[[ Data to examine, beginning ]]

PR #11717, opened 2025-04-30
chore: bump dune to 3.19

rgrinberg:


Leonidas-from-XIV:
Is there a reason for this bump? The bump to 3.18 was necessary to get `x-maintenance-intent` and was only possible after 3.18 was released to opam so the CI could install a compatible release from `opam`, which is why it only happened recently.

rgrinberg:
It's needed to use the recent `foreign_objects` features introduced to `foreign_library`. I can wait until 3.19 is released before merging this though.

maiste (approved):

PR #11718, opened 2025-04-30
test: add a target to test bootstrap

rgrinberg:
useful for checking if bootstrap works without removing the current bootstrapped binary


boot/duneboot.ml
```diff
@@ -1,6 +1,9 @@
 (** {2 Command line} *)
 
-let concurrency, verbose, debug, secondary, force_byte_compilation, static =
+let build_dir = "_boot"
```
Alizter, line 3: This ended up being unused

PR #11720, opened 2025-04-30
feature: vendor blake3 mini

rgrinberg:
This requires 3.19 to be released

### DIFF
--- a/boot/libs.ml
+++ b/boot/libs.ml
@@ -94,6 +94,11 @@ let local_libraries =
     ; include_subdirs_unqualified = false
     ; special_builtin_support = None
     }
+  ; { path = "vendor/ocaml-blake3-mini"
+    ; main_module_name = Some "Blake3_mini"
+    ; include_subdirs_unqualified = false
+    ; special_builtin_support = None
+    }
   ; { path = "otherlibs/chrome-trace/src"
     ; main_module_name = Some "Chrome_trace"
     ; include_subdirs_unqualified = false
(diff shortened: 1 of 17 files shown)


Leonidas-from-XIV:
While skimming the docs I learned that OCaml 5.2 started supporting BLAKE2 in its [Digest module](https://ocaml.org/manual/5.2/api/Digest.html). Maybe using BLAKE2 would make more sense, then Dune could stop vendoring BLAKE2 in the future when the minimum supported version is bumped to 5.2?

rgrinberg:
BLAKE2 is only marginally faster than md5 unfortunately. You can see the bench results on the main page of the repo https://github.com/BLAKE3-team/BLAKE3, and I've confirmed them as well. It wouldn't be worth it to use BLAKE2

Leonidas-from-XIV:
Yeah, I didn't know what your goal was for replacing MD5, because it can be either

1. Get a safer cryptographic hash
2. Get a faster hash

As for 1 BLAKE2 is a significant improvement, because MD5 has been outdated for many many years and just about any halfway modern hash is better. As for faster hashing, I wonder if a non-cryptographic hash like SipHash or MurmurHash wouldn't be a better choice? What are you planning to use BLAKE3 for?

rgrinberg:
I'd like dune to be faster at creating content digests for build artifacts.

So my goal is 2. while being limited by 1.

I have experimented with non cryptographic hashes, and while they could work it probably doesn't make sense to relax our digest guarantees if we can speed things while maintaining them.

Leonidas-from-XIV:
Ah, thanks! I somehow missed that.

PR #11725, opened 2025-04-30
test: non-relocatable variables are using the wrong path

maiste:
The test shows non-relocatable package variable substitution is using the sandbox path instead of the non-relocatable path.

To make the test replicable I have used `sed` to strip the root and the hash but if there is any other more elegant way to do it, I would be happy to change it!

[[ Data to examine, end ]]

## Task instructions
What lines of the preceding data include the string "have"? Pull them out.

## Reply
I have experimented with non cryptographic hashes, and while they could work it probably doesn't make sense to relax our digest guarantees if we can speed things while maintaining them.
To make the test replicable I have used `sed` to strip the root and the hash but if there is any other more elegant way to do it, I would be happy to change it!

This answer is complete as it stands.